According to Erbaş, today's oppressive powers are pushing for increased terrorism, chaos and oppression around the world and they are the ones "providing truckloads of weapons to the PKK terrorists Türkiye has been fighting against for 40 years."

"Targeting places of worship, people of religion, women, infants, children, elderly or the environment is haram in Islamic rules of warfare," Erbaş continued.

"Now we see 20,000 children and 10,000 women were killed under phosphorus bombs in Gaza," he said.

Israel has been accused of using internationally banned white phosphorus munitions since Oct. 7 on both Gaza and southern Lebanon, where more than 60,000 olive trees were burned and over 6 square kilometers of forests and agricultural lands were damaged. Israeli airstrikes also claimed 400 lives in Lebanon since then.

Recalling March 8 International Women's Day, Erbaş slammed a worldwide silence about the indiscriminate killing of Gazan women and said: "Why aren't human rights organizations or women's associations around the world saying something about this?"

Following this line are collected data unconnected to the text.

PR #5057, opened 2025-10-27
fix s:TemporaryFilename in win11, & verilator in win32

congyong:
## Summary

**Operating System:** Windows 11  
**Language:** Verilog  
**Linter Tool:** Verilator   4.216 2021-12-05 rev v4.216-22-g141c5da3  &  5.026
**Tested Code:** [a.zip](https://github.com/user-attachments/files/23161048/a.zip)

---

## Motivation and Context

While testing the Verilator integration on **Windows 11**, I observed that the temporary file path generated by `s:TemporaryFilename` was inconsistent with the expected Windows path format.  
For example:

```
D:/Personal/Temp/V6UA83E.tmp\a.v
```

The existing implementation uses the following logic  (  function! s:TemporaryFilename(buffer) in `verilator.vim`) :

```vim
return ale#util#Tempname() . (has('win32') ? '\' : '/') . l:filename
```

This approach always appends a backslash (`\`) on Windows systems.  
However, on Windows 11, temporary paths returned by `ale#util#Tempname()` may contain either forward slashes (`/`) or backslashes (`\`), resulting in mixed and invalid paths.

---

## Description of Changes in ‘command.vim’

To ensure consistent and valid path construction across Windows versions while maintaining backward compatibility,  
the separator is now determined dynamically based on the actual temporary path:

```vim
if has('win32') && l:tmpname =~ '\\'
    let l:sep = '\'
else
    let l:sep = '/'
endif
```

This change ensures correct handling of paths on Windows 11 and remains compatible with older Windows systems.

---

## Changes in `verilator.vim`

Windows paths differ from Unix-style paths in that they include drive letters (e.g., `D:`) and additional colons.  
The parsing logic in `verilator.vim` has been updated to correctly handle such cases, preventing path-related errors when running Verilator on Windows.

```vim

if has('win32')
    " match filename until last colon before line number
    let l:pattern = '^%\(Warning\|Error\)[^:]*:\s*\(.\{-}\):\(\d\+\):\(\d\+\)\?:\? \(.\+\)$'
else
    let l:pattern = '^%\(Warning\|Error\)[^:]*:\s*\([^:]\+\):\(\d\+\):\(\d\+\)\?:\? \(.\+\)$'
endif

```

---

## Testing

The changes were tested locally on **Windows 11** with Verilator.  
After applying the modifications, the Verilog linter executed successfully, and temporary files were created using valid path formats.

---

## Additional Notes

These updates improve cross-platform consistency without affecting Unix-based environments.  
No regressions were observed in local testing.

### DIFF
--- a/autoload/ale/util.vim
+++ b/autoload/ale/util.vim
@@ -317,6 +317,25 @@ function! ale#util#Tempname() abort
     return l:name
 endfunction
 
+" Detect the best path separator for the current environment.
+function! ale#util#PathSeparator(...) abort
+    " 1. Get base dir from args OR  a temporary file name (reflects the real system path style)
+    let l:tmpname = a:0 ? a:1 : ale#util#Tempname()
+    " 2. On Windows, if the path contains '\', use it.
+    if has('win32')
+        if l:tmpname =~# '\\'
+            return '\\'
+        endif
+        " Otherwise, fallback to '/' (e.g., WSL, Git Bash, MSYS2)
+        return '/'
+    endif
+    " 3. On Unix-like systems, always use '/'
+    return '/'
+endfunction
+
+
+
+
 " Given a single line, or a List of lines, and a single pattern, or a List
 " of patterns, return all of the matches for the lines(s) from the given
 " patterns, using matchlist().
--- a/ale_linters/elixir/elixir_ls.vim
+++ b/ale_linters/elixir/elixir_ls.vim
@@ -6,7 +6,7 @@ call ale#Set('elixir_elixir_ls_config', {})
 
 function! ale_linters#elixir#elixir_ls#GetExecutable(buffer) abort
     let l:dir = ale#path#Simplify(ale#Var(a:buffer, 'elixir_elixir_ls_release'))
-    let l:cmd = has('win32') ? '\language_server.bat' : '/language_server.sh'
+    let l:cmd = ale#util#PathSeparator(l:dir) . (has('win32') ? 'language_server.bat' : 'language_server.sh')
 
     return l:dir . l:cmd
 endfunction
--- a/ale_linters/elm/make.vim
+++ b/ale_linters/elm/make.vim
@@ -175,7 +175,9 @@ function! ale_linters#elm#make#IsTest(buffer) abort
         return 0
     endif
 
-    let l:tests_dir = join([l:root_dir, 'tests', ''], has('win32') ? '\' : '/')
+    let l:sep = ale#util#PathSeparator(l:root_dir) 
+
+    let l:tests_dir = join([l:root_dir, 'tests', ''], l:sep)
 
     let l:buffer_path = fnamemodify(bufname(a:buffer), ':p')
 
--- a/ale_linters/java/javac.vim
+++ b/ale_linters/java/javac.vim
@@ -64,7 +64,7 @@ function! ale_linters#java#javac#GetCommand(buffer, import_paths, meta) abort
 
         " Automatically include the jaxb directory too, if it's there.
         let l:jaxb_dir = fnamemodify(l:src_dir, ':h:h')
-        \   . (has('win32') ? '\jaxb\' : '/jaxb/')
+        \   . (ale#util#PathSeparator(l:src_dir) == '\' ? '\jaxb\' : '/jaxb/') 
 
         if isdirectory(l:jaxb_dir)
             call add(l:sp_dirs, l:jaxb_dir)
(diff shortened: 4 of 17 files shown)


rymdbar:
Thanks for your neat and well-explained pull request, @congyong!

One worry I see is that the replaced pattern is still used elsewhere within the ale sources. Running `grep -R "has('win32') ? '.' : '/'" . | wc -l` shows 20 matches.

Fixing this instance is great. Fixing the others too would be even better. Not every occurrence of the pattern might be lucky enough to have access to a value from a freshly called `tempname()` to determine separator from. Thus as an alternative solution I suggest adding an `ale#util#PathSeparator()` returning either '/' or '\\'. Likely using the same logic as `tempname()` documents and using that new utility function instead.

Maybe something like this? (Not verified to work)

```vim
function! ale#util#Pathseparator() abort
    let l:separator = ''

    if has('win32') && exists('+shellslash')
        if &shellslash
            let l:separator = '/'
        else
            let l:separator = '\\'
        endif
    elseif has('win32')
        if &shellcmdflag =~ '^-' && &shell !~ 'powershell\|pwsh'
            let l:separator = '/'
        else
            let l:separator = '\\'
        endif
    else
        let l:separator = '/'
    endif

    return l:separator
endfunction
```

Checking whether the result of `tempname()` matches '\\' or '/' depending on that suggested `…#PathSeparator()` function returns would make a great (couple of) test case(s).

Would you agree addressing the pattern seems like a reasonable thing to do? Could you be up for doing it within the scope of this pull request?

congyong:
Hello, [rymdbar](https://github.com/rymdbar) 
 initially, I also intended to approach it this way. However, I was concerned about potential historical contexts or legacy considerations that I might not have fully understood. so I only fixed this specific instance. 
Going forward, I can allocate some time to review other sections of the code to assess whether they can also be repaired by replacing the relevant logic with SAME  function.

and There are too many corners in the forward combing, so consider other ways to implement the code.
maybe we can try this function


```vim
" Detect the best path separator for the current environment.
function! ale#util#PathSeparator(...) abort
    " 1. Get base dir from args OR  a temporary file name (reflects the real system path style)
    let l:tmpname = a:0 ? a:1 : ale#util#Tempname()
    " 2. On Windows, if the path contains '\', use it.
    if has('win32')
        if l:tmpname =~# '\\'
            return '\\'
        endif
        " Otherwise, fallback to '/' (e.g., WSL, Git Bash, MSYS2)
        return '/'
    endif
    " 3. On Unix-like systems, always use '/'
    return '/'
endfunction

```


~Yong

congyong:
Background of this function: I have reviewed the relevant code that uses Win32 for checking, and most of its calling scenarios contain directory information. Therefore, I added a judgment logic to the PathSep function. If the passed-in args include a directory, the format of this directory will be verified; if not, a temporary file (Tempfile) will be generated to parse the directory format.
There are many failed test cases (case failed). I need to check this issue when free ,  PAUSE 

In addition, the code style under ale_linter is not consistent, and each file needs to be reviewed one by one.

autoload/ale/util.vim
```diff
@@ -317,6 +317,25 @@ function! ale#util#Tempname() abort
...
+    if has('win32')
+        if l:tmpname =~# '\\'
+            return '\\'
+        endif
+        " Otherwise, fallback to '/' (e.g., WSL, Git Bash, MSYS2)
+        return '/'
+    endif
+    " 3. On Unix-like systems, always use '/'
+    return '/'
+endfunction
```
w0rp: Can we pre-compute the value to return here and store it in an `s:` variable with an `exists` check on the `s:` variable? That will avoid multiple calls to `Tempname()`. We can probably make directories consistent so they don't flip-flop between `\` and `/` on Windows.

congyong: sure,   
```vim
" Detect the best path separator for the current environment.
function! ale#util#PathSeparator(...) abort
    " If the cached value doesn't exist, compute and initialize it
    if !exists('s:SeparatorValue')
        " 1. Get base dir from args OR a temporary file name (reflects the real system path style)
        let l:tmpname = a:0 ? a:1 : ale#util#Tempname()
        
        " 2. Determine and cache the separator
        if has('win32')
            if l:tmpname =~# '\\'
                let s:SeparatorValue = '\\'
            else
                " Fallback to '/' (e.g., WSL, Git Bash, MSYS2)
                let s:SeparatorValue = '/'
            endif
        else
            " 3. On Unix-like systems, always use '/'
            let s:SeparatorValue = '/'
        endif
    endif

    " Return the cached value directly
    return s:SeparatorValue
endfunction
```

w0rp:

w0rp:
Thanks for the effort on this. I've taken an alternative approach to solving this by using `ale#path#GetAbsPath` on the tempname and filename so they are joined and then simplified to have the same slashes in a few places. Let me know if you have any issues, or open another PR if needed.

See: [https://github.com/dense-analysis/ale/commit/641294465e20750b64b6984433fc2e5229c68044](<https://github.com/dense-analysis/ale/commit/641294465e20750b64b6984433fc2e5229c68044>)

PR #5065, opened 2025-11-12
Fix j2lint linter

PsickOSSH:
This PR **adds tests** to verify that the option formats work correctly for **j2lint**.


hsanson (approved):
Thanks for the contribution.

PR #5055, opened 2025-10-20
Add SuperHTML linter for HTML

yoan667:
This pull request adds support for [superhtml](https://github.com/kristoff-it/superhtml) as a linter for html templates in ALE.

Fixes https://github.com/dense-analysis/ale/issues/4850

PR #5069, opened 2025-11-22
Finalize #5055, adding SuperHTML linter for HTML

rymdbar:
Remove bogus test of non-existing g:ale_html_superhtml_options.

As suggested and ignored in comment to #5055.

### DIFF
--- a/test/linter/test_superhtml.vader
+++ b/test/linter/test_superhtml.vader
@@ -15,12 +15,6 @@ Execute(The executable should be configurable):
   AssertLinter '/usr/local/bin/superhtml',
   \ ale#Escape('/usr/local/bin/superhtml') . ' check --stdin'
 
-Execute(The options should be configurable):
-  let g:ale_html_superhtml_options = '--some-option'
-
-  AssertLinter 'superhtml',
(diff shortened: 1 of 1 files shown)


rymdbar:
It seems it is not possible to add @yoan667 as a reviewer here, but a review from that account would be practically required.

yoan667:
Hello @rymdbar, sorry for the oversight. I had no intention of ignoring your feedback. I thought I had resolved the issue in the Vader test file, but I must have forgotten to push the change. I’ll be more careful next time, and again, I'm sorry.

rymdbar:
> Hello @rymdbar, sorry for the oversight.

It might actually be me who ought to apologize for having phrased myself unnecessarily harsh. Sorry about that, @yoan667!

I do get angry when these things happen, but that anger should be directed at Microsoft who provides this horrible platform. Wouldn't be great if ALE was hosted on some forge which helps with reviews rather than does it best of hiding and hindering clear communication‽ Even Atlassian gets that working better in Bitbucket for Christs sake, and that's not exactly an example of anything done right…

PR #5073, opened 2025-12-04
Fix linter `npm-groovy-lint`

Jorenar:
I wanted to use `npm-groovy-lint` to check some Gradle files, but I was not getting any diagnostics.

Changes:
* removed `filename` field from handler's output (it was pointing to temporary file),
* removed `--loglevel warning` from default options (so by default we see linter's defaults),
* added `--noserver` as a default option (to avoid lingering process after closing Vim),
* appending rule name to diagnostic message (so user knows which rules to toggle/modify in linter's config),
* adjusted tests,
* updated docs.


Jorenar:
Instead of `--noserver`, a potentially better option would be to call `npm-groovy-lint --killserver` on VimLeave

PR #5074, opened 2025-12-05
fix-proselint

### LINKED ISSUE #5042: Upcoming proselint release requires new "check" verb
See for reference:
- https://github.com/amperser/proselint/issues/1378#issuecomment-3253594866
- https://github.com/amperser/proselint/commit/01b507e3d6eb23f21a009913556468c974b14082
- https://github.com/amperser/proselint/pull/1400

cc @Nytelife26

I'm not sure what the release timeline is or what the best way is for Ale to support proselint: we could try to support multiple versions and insert the `check` verb as appropriate, or we could declare that only the next release (whatever it is) is supported.

It looks like there are lots of proselint linters (I count 14) that duplicate the call to `ale#linter#Define`, so a first step might be to refactor a common `ale#proselint#GetCommand` or similar.

PsickOSSH:
This PR fixes the problem with newer versions of Proselint by using the output of the `--version` command.

Fixes #5042

### DIFF
--- a/ale_linters/asciidoc/proselint.vim
+++ b/ale_linters/asciidoc/proselint.vim
@@ -1,9 +1,11 @@
 " Author: Daniel M. Capella https://github.com/polyzen
 " Description: proselint for AsciiDoc files
 
+call ale#Set('proselint_executable', 'proselint')
+
 call ale#linter#Define('asciidoc', {
 \   'name': 'proselint',
-\   'executable': 'proselint',
-\   'command': 'proselint %t',
+\   'executable': function('ale#proselint#GetExecutable'),
+\   'command': function('ale#proselint#GetCommandWithVersionCheck'),
 \   'callback': 'ale#handlers#unix#HandleAsWarning',
 \})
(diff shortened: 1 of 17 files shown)


lveneris:
Thank you for taking the time to update this. Following [a conversation](https://github.com/amperser/proselint/issues/1451#issuecomment-3555490886) in amperser/proselint#1451, we were [considering re-adding `--version` as an alias to `proselint version`](https://github.com/amperser/proselint/pull/1460) for backwards compatibility, but I realise this breaks the fundamental assumption upon which your PR rests. 

~~Since I am not familiar with ALE internals, I have some questions: How is this handled for other applications? Are there facilities for parsing the output of `--version` if we were to go ahead with putting it back? Would it be preferable to add a `version` key to the JSON output? Or is it ultimately easiest to just leave `--version` out at this point?~~

Update: I have a potential resolution to this. `--output-format json` did not exist prior to 0.16. Therefore, you can use `proselint version --output-format json` instead of `proselint --version`, and if that succeeds, you're on 0.16+.

PsickOSSH:
I’m not familiar with ALE’s internals either, but the solution you propose using `proselint version --output-format json` instead of `proselint --version` works for me, and I can adapt to that.

PR #5081, opened 2025-12-27
fix: replace deprecated client.request method call with colon syntax

ilovemikael:
I don't have much else to say; sorry if this is already being worked on elsewhere (as the deprecation warnings have been present for months now, not just an issue with this project either), but I couldn't find it being discussed anywhere.

### DIFF
--- a/lua/ale/lsp.lua
+++ b/lua/ale/lsp.lua
@@ -83,7 +83,7 @@ module.start = function(config)
         -- we can't get a client via get_client_by_id until after `on_init` is
         -- called. By deferring execution of calling the init callbacks we
         -- can only call them after the client becomes available, which
-        -- will make ications for configuration changes work, etc.
+        -- will make notifications for configuration changes work, etc.
         vim.defer_fn(function()
             vim.fn["ale#lsp#CallInitCallbacks"](config.name)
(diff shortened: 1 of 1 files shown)


w0rp:
Do we have a way of checking which versions of Neovim this will work with? I'd like to ensure we can be both backwards and forwards compatible.

ilovemikael:
W.r.t. forwards compatibility, I use nvim built against the latest git master branch and have been using my fork of this repo to remove the deprecation warnings; ale has still worked fine without a hitch for the last two weeks or so of doing that.

Sorry for not providing documentation referencing the deprecation, it can be found [here](https://neovim.io/doc/user/deprecated.html#_lsp) (scroll down to below deprecated in 0.11, it only lets you link to changes for 0.12 =( ). Since the methods were deprecated in 0.11, I'd say any version ≥0.11 would be supported.

There's a [PR](https://github.com/nvimdev/lspsaga.nvim/pull/1546) covering basically the same topic which you can look at for reference; the creator of that said colon syntax is supported since nvim 0.5 but later changed it to use the regular syntax for ≤0.10 to avoid some errors that I'm really not knowledgeable of, you should probably just review it yourself.

PR #22, opened 2023-08-31
Introduce compound edge device config message

rouming:
New `CompoundEdgeDevConfig` message includes regular edge config packed into the `AuthContainer`,   
corresponding node/applications commands and radio config.
    
The message will be used for the LOC case, when there is only one "/config" endpoint and LOC can't modify the original edge config, but various device or application commands should be delivered and processed.
    
This approach is similar to LPS (local profile server) case and the only difference is that one message combines all possible commands in one structure simplifying implementation.

CC: @milan-zededa


eriknordmark (approved):
Please add a section to apiv2.md about the new message and its usage

rouming:
Difference to the previous version:
* Moved CompoundEdgeDevConfig declaration to the config/compound_devconfig.prot 
* Add a few doc tweaks.

@eriknordmark please take a look.

eriknordmark (approved):
Looks good 

In the LOC case do we require https? And does the controller specify the server certificate to trust for LOC now that it includes the LPS commands?

If not i think we need to add that as a follow-on PR

rouming:
> Looks good
> 
> In the LOC case do we require https? And does the controller specify the server certificate to trust for LOC now that it includes the LPS commands?
> 
> If not i think we need to add that as a follow-on PR

Now we use http only, because not clear how to create certificates for customers which can be recognized by eve. So this is unsolved for now.

PR #24, opened 2023-09-04
[DO NOT MERGE] test yetus checks on proto files

eriknordmark:
This should result in errors from the yetus workflow.


eriknordmark:
Odd that it doesn't re-run yetus when I push here. Worked in a branch.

Türkiye has been a virulent critic of Israel since the start of the war and a staunch defender of the Palestinian cause, including holding talks with Palestinian, Israeli and Hamas officials.

President Recep Tayyip Erdoğan has called Israel a "terrorist state" and accused it of carrying out a genocide in Gaza. He has expressed full support for Hamas and rejected the Western stance of classifying it as a terrorist organization.

Türkiye has also dispatched over 40,000 tons of aid to Egypt for delivery to Gaza, either by military planes or vessels, as recently as last Sunday in preparation for Ramadan.